● Problem details:
Whenever a line below includes the string "also", show it.
______
PR #43, opened 2017-04-10
The system can detect the language used in articles

Ydrasil:


templates/layout.html
```diff
@@ -1,4 +1,5 @@
 <!DOCTYPE html>
+{% block language %}{% endblock %}
```
vinyll:
```
<html lang={% block language %}en{% endblock %}>
```
with a closing `</html>` at the end of the document.

vinyll: The `en` here will be the default language

templates/blog/article.html
```diff
@@ -1,5 +1,7 @@
 {% extends 'layout.html' %}
 
+{% block language %}<html lang="{{ article.language }}">{% endblock %}
```
vinyll:
```
{% block language %}{{ article.language }}{% endblock %}
```

vinyll (changes requested):
While you're there, it would be nice to have:
- links pointing to an article with the `lang={{ article.language }}` attribute
- each `article` element in list of articles (checkout the *article_list.html* template) with a `lang={{ article.language }}` attribute.

---

This code is easy to read and review. Seems soooo clean! 💃

vinyll (approved):
That's a cool feature!!!
🥇

PR #60, opened 2017-04-15
add button to re-center based on current user position

fuentesloic:
that works according if the user allowed neomad to track him or not


static/css/around-map.css
```diff
@@ -6,3 +6,16 @@
 .mapboxgl-popup {
     z-index: 2;
 }
+
+button {
```
vinyll: Bewarn that this selector is so generic that it will inevitability interfere with other buttons on the page.

templates/around/map.html
```diff
@@ -11,6 +11,9 @@
 
 {% block main %}
   <h1>Find someone or something close to <em>you</em></h1>
+  <button type="button" onclick="userCenter()">
```
vinyll: remove the quotes

templates/around/map.html
```diff
@@ -11,6 +11,9 @@
...
+    <img height="100%" src="/static/images/recenter.png"/>
```
vinyll: remove the quotes and the ending slash ;)
(to be consistent with the writing of the code in Neomad)

templates/around/map.html
vinyll: `<buton type=button`?

static/js/around-map.js
```diff
@@ -43,10 +43,22 @@ if(currentLocation.length) {
...
+    .setLngLat(position)
+    .setPopup(popup)
+    .addTo(map)
 
-  map.setCenter(currentLocation)
+  map.setCenter(position)
   map.setZoom(11)
 }
+
+userCenter = _  => {
```
vinyll: `const userCenter =…`

static/js/around-map.js
```diff
@@ -43,10 +43,22 @@ if(currentLocation.length) {
...
+  if(currentLocation.length > 0) {
+    currentMarker(currentLocation.reverse())
+  } else {
+    navigator.geolocation.getCurrentPosition(function(position) {
```
vinyll: remove "function"

static/js/around-map.js
```diff
@@ -43,10 +43,22 @@ if(currentLocation.length) {
...
+      currentMarker([position.coords.longitude, position.coords.latitude]);
```
vinyll: remove semi-column

static/js/around-map.js
```diff
@@ -43,10 +43,22 @@ if(currentLocation.length) {
...
+    });
```
vinyll: remove semi-column

static/css/around-map.css
```diff
@@ -6,3 +6,16 @@
...
+    height: 50px;
+    width: 50px;
+    position: absolute;
+    right: 1em;
```
vinyll: use `rem` instead (@newick's recommendation)

static/css/around-map.css
```diff
@@ -6,3 +6,16 @@
...
+    margin-top: 1em;
```
vinyll: use `rem` instead

static/css/around-map.css
```diff
@@ -6,3 +6,16 @@
 .mapboxgl-popup {
     z-index: 2;
 }
+
+button {
+    height: 50px;
+    width: 50px;
+    position: absolute;
```
vinyll: Does this work well? What is it absolute to? (what is the relative parent?)

vinyll (changes requested):
A few syntax corrections, a question and some css selector to be more precise.
Meaning it looks great :)

templates/around/map.html
```diff
@@ -11,6 +11,9 @@
 
 {% block main %}
   <h1>Find someone or something close to <em>you</em></h1>
+  <button id=userCenter onclick=userCenter()>
```
vinyll: you're gonna love it: in html and css, the convention is to use dash (-) or underscode (_).
In this project we use dash.
Therefore the id should be _user-center_ and same in the css ;)

vinyll (changes requested):
very close!

templates/around/map.html
fuentesloic: Oh I see ! thx

vinyll (approved):
🎉 🌮

vinyll:
Well, it's approved but you need to squash your commits @fuentesloic  ;)

PR #62, opened 2017-04-16
fixed social profile infos editing and displaying

vinyll:
## Editor mode
screen shot 2017-04-16 at 9 18 31 pm

---

## Visitor mode
screen shot 2017-04-16 at 9 19 03 pm


newick (approved):
ok for me

PR #63, opened 2017-04-17
focalize in the user when you reach /around

fuentesloic:
- generate an hash with the ID point when you click on share
- if hash in url, find wich point is it and move on it


vinyll:
I would suggest this icon instead: https://commons.wikimedia.org/wiki/File:Ic_my_location_48px.svg with a white background (à-la gMaps).
200px-ic_my_location_48px svg

vinyll:
I'm localized in Tanzania. Seems like _lat_ and _lng_ have been flipped.

static/js/around-map.js
```diff
@@ -7,34 +7,33 @@ const map = new mapboxgl.Map({
...
-    .addTo(map)
-};
+    new mapboxgl.Marker(el, {offset:[0, -30]})
+      .setLngLat([poi.position.longitude, poi.position.latitude])
+      .setPopup(popup)
+      .addTo(map)
+  })
+}
 
 pois.postMessage('info-requested')
```
fuentesloic: if you create `const worker = new Worker('...')`, you should use `worker.postMessage('...')` isn't ? 

I changed it ;) that was to do a review to you ! mouhahahahahahahahah

vinyll:
Screenshot?

fuentesloic:
capture d ecran 2017-04-19 a 09 23 33

vinyll (commented):
I would have used _function_ to declare functions. eg: `function userCenter () {`. I feel like it's more explicit and readable that using a _const_. No big deal for now though.

Squashing the commits will be essential though for not having 11.
We'll need to consider https://www.mapbox.com/mapbox-gl-js/example/locate-user/ in a next PR

static/js/around-map.js
```diff
@@ -6,6 +6,8 @@ const map = new mapboxgl.Map({
   zoom: 2
 })
 
+map.addControl(new mapboxgl.NavigationControl());
```
vinyll: no semi-column ;)

vinyll (changes requested):

static/js/around-map.js
fuentesloic: done ... still bad habits

static/js/around-map.js
```diff
@@ -7,6 +7,7 @@ const map = new mapboxgl.Map({
 })
 
 map.addControl(new mapboxgl.NavigationControl());
+map.addControl(new mapboxgl.GeolocateControl());
```
vinyll: Again, no semi-column ;)

static/js/around-map.js
```diff
@@ -22,7 +23,7 @@ worker.onmessage = response => {
                       <li>Wifi quality: ${poi.wifiQuality}</li>
                       <li>Power available: ${poi.powerAvailable}</li>
                     </ul>`
-              )
+            )
```
vinyll: What is this aligned to?

vinyll (changes requested):

PR #69, opened 2017-04-19
/around - navigation control, hash url and refactorisation

fuentesloic:


fuentesloic:
and now ? I hope it ok ^^

static/js/around-map.js
```diff
@@ -61,4 +62,27 @@ const userCenter = _  => {
...
 }
 
-userCenter()
+const sharePosition = id => {
+  window.location.hash = id
+}
+
+// center the map according context
+if (window.location.hash.indexOf('#') == 0) {
+  const hash = window.location.hash.split('#')[1]
```
vinyll: `const hash = window.location.hash.slice(1)` seems more readable

static/js/around-map.js
```diff
@@ -61,4 +62,27 @@ const userCenter = _  => {
...
+  fetch('/around/spots.json')
+    .then(response => response.json())
+    .then(items => {
+      const hashData = items.find(item => item._id == hash)
+      const hashLng = hashData.position.longitude
+      const hashLat = hashData.position.latitude
+
+      const lng = parseFloat(hashLng)
+      const lat = parseFloat(hashLat)
```
vinyll: you could just write shorter:
```
const lng = parseFloat(hashData.position.longitude)
const lat = parseFloat(hashData.position.latitude)
```	
We same 2 lines, 2 variables and preserve readability :)

static/js/around-map.js
```diff
@@ -61,4 +62,27 @@ const userCenter = _  => {
...
+
+      const hashCoords = [lng, lat]
+      map.setCenter(hashCoords)
```
vinyll: `map.setCenter([lng, lat])` would get rid of the line before

static/js/around-map.js
```diff
@@ -61,4 +62,27 @@ const userCenter = _  => {
...
+      map.setZoom(16)
```
vinyll: I believed that's too zoomed. 13 seemed like a better compromise

vinyll:
The comment says "/around - add navigation control ", but the code does much more than that, it's also a refactoring of the previous code, and implement the hash functionality.

vinyll (changes requested):
Let's just simplify a little the code with the comments given.
It's very not much and then let's just merge this.

static/js/around-map.js
```diff
@@ -6,39 +6,40 @@ const map = new mapboxgl.Map({
...
+                      <li>Power available: ${poi.powerAvailable}</li>
+                    </ul>`
+            )
 
-  new mapboxgl.Marker(el, {offset:[0, -30]})
-    .setLngLat([lng, lat])
-    .setPopup(popup)
-    .addTo(map)
-};
+    new mapboxgl.Marker(el, {offset:[4, -6})
```
vinyll: `new mapboxgl.Marker(el, {offset: [4, -6]})`
A space after the comma and the closing bracket is missing

static/js/around-map.js
```diff
@@ -6,39 +6,40 @@ const map = new mapboxgl.Map({
...
 
-  const popup = new mapboxgl.Popup({offset: [10, -20]})
-    .setHTML(content)
+    const popup = new mapboxgl.Popup({offset: [10, -20]})
+      .setHTML(`<h2>Hello ${poi.name}</h2>
+                   <ul>
+                      <li>Wifi quality: ${poi.wifiQuality}</li>
+                      <li>Power available: ${poi.powerAvailable}</li>
+                    </ul>`
+            )
```
vinyll: What is this aligned to?

static/js/around-map.js
```diff
@@ -6,39 +6,40 @@ const map = new mapboxgl.Map({
...
-
-pois.onmessage = informations => {
-  const [name, wifi, power, comment, lng, lat] = informations.data
+map.addControl(new mapboxgl.NavigationControl())
+map.addControl(new mapboxgl.GeolocateControl())
 
-  const el = document.createElement('div')
-  el.classList.add('marker')
+// users interesting points
+const worker = new Worker('/static/js/webworker-around.js')
```
vinyll, line 13: Use the api, not some static file

vinyll (changes requested):
The URL to the json file is wrong and the JS code was broken.
No chance to run in a browser ;)

static/js/around-map.js
fuentesloic: the worker grab information from the API

static/js/around-map.js
fuentesloic: regression ...

static/js/around-map.js
vinyll: right. I wonder if you could not use a relative import here?
`const worker = new Worker('./webworker-around.js')`

vinyll (changes requested):
I all looks fine on a code perspective.
The only thing that is missing is the user pin cursor.
Right now we have a dot for the user just like the other spots

static/js/around-map.js
fuentesloic: Oh I see now that you mean but it's not working:

> NetworkError: Failed to load worker script at "./webworker-around.js"

`I tried a lot of possibility ... any worked

below the result with `const worker = new Worker('./webworker-around.js')`

fuentesloic:
> Right now we have a dot for the user just like the other spots

I have a special CSS for around which overwrite yours (localize on trips.css)
So I still keep my cursor to the current user position for exemple.
I tryed to uniformize our two css into one and it's possible but maybe have juste one css file for both (like map.css) is a problem for you ?

static/js/around-map.js
fuentesloic: capture d ecran 2017-04-21 a 08 58 04

vinyll: Well, that seems to answer that you cannot use relative imports in WebWorkers ;)

vinyll (approved):
Seems good with me.
We will need to merge the 2 CSS files afterward.

PR #71, opened 2017-04-22
merge css

fuentesloic:


vinyll (approved):
I didn't test if it broke the rendering but I'll assume you have looked everything is still rendering fine.

I guess you could also take #79 and #78 in a next step so that you'll have completed a clean map 👍

fuentesloic:
for now I will destruct this PR because I'm wondering about to have only one CSS ... I'm not sure it's a good idea or not

vinyll:
I believe we should have a CSS that is shared at least for common styles (like the markers, popups and some other common items).
Eventually we'll end with some specific styles for each page that would go elsewhere.

fuentesloic:
yes I wondering exactly the same !! So I open an issue for that I will do that after 'cause it's not really important now.
After features `around-rooterURL`  and `around-appPois` I will work on it

PR #73, opened 2017-04-24
Add circleci file for neomad

Ydrasil:


circle.yml
```diff
@@ -0,0 +1,11 @@
+machine:
+  python:
+    version: 3.5.0
```
vinyll, line 3: Can't you just tell 3.5 instead of 3.5.0 (we want it to work with the latest version).
Eventually also 3.6

vinyll:
ok, let's merge this and improve later…

circle.yml
Ydrasil: So we have to change this line into `version: 3` ?

vinyll:
We won't need it for now, we're on py3.5 all the way 👍

PR #80, opened 2017-04-27
Around hash

fuentesloic:


fuentesloic:
# It's not a real PR !!! 
I want just have a comparaison between master and here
______
● Your response:
The comment says "/around - add navigation control ", but the code does much more than that, it's also a refactoring of the previous code, and implement the hash functionality.
I guess you could also take #79 and #78 in a next step so that you'll have completed a clean map 👍
Eventually also 3.6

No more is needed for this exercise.